The statistics graphically illustrate what a lot of people wer already pretty sure of: that the geographic distribution of Hadoop skills (and presumably therefore adoption) is heavily weighted in favour of the USA, and in particular the San Francisco Bay Area.

The statistics showed that 64% of the 9,079 LinkedIn members with “Hadoop” in their member profiles (by no means perfect but an insightful measure nonetheless) are based in the US, and that the vast majority of those are in the Bay Area.

The results are what we would expect to see given the relative level of immaturity of Apache Hadoop adoption, as well as the nature and location of the early Hadoop adopters and Hadoop-related vendors.

The results got me thinking two things:
– how does the geographic spread compare to a more maturely adopted project?
– how does it compare to the various NoSQL projects?

So I did some searching of LinkedIn to find out.

To answer the first question I performed the same search for MySQL, as an example of a mature, widely-adopted open source project.

The results show that just 32% of the 366,084 LinkedIn members with “MySQL” in their member profiles are based in the US (precisely half that of Hadoop) while only 4.4% are in the Bay area, compared to 28.2% of the 9,079 LinkedIn members with “Hadoop” in their member profiles.

The charts below illustrate the difference in geographic distribution between Hadoop and MySQL. The size of the boxes is in proportion to the search result (click each image for a larger version).

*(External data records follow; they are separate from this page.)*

PR #1607, opened 2022-06-10
🧹 Add linting error for (and fix) unused imports

henryboldi:
The impetus here is me not removing a few unused imports lately 🙈. And the
title of the PR is slightly misleading because this is implemented by using the
`@typescript-eslint/no-unused-vars` rule. So **it covers all unused vars, not
just imports.**

### DIFF
--- a/.eslintrc.js
+++ b/.eslintrc.js
@@ -92,6 +92,8 @@ module.exports = {
         ],
       },
     ],
+    "@typescript-eslint/no-unused-vars": "error",
+    "no-unused-vars": "off",
   },
   ignorePatterns: [
     "dist/",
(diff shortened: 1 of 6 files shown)


0xDaedalus:
image


One question - will the project still compile with unused imports / variables?  I'm hoping for the same functionality we have with console.log's where a project will compile if they exist but won't pass CI.

henryboldi:
> will the project still compile with unused imports / variables?

Yes! For example, https://github.com/tallycash/extension/runs/6832565803?check_suite_focus=true

jagodarybacka (approved):
🔥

With regards to the second question, I also ran searches for MongoDB, Riak, CouchDB, Apache Cassandra*, Membase*, Neo4j, Hbase, and Redis.

I’ll be posting the results for each of those over the next week or so, but in the meantime, the graphic below shows the split between the USA and Rest of the World (ROW) for all ten projects.

It illustrates, as I suspected, that the distribution of skills for NoSQL databases is more geographically disperse than for Hadoop.

I have some theories as to why that is – but I’d love to hear anyone else’s take on the results.

*I had to use the ‘Apache’ qualifier with Cassandra to filer out anyone called Cassandra, while Membase returned a more statistically relevant result than Couchbase.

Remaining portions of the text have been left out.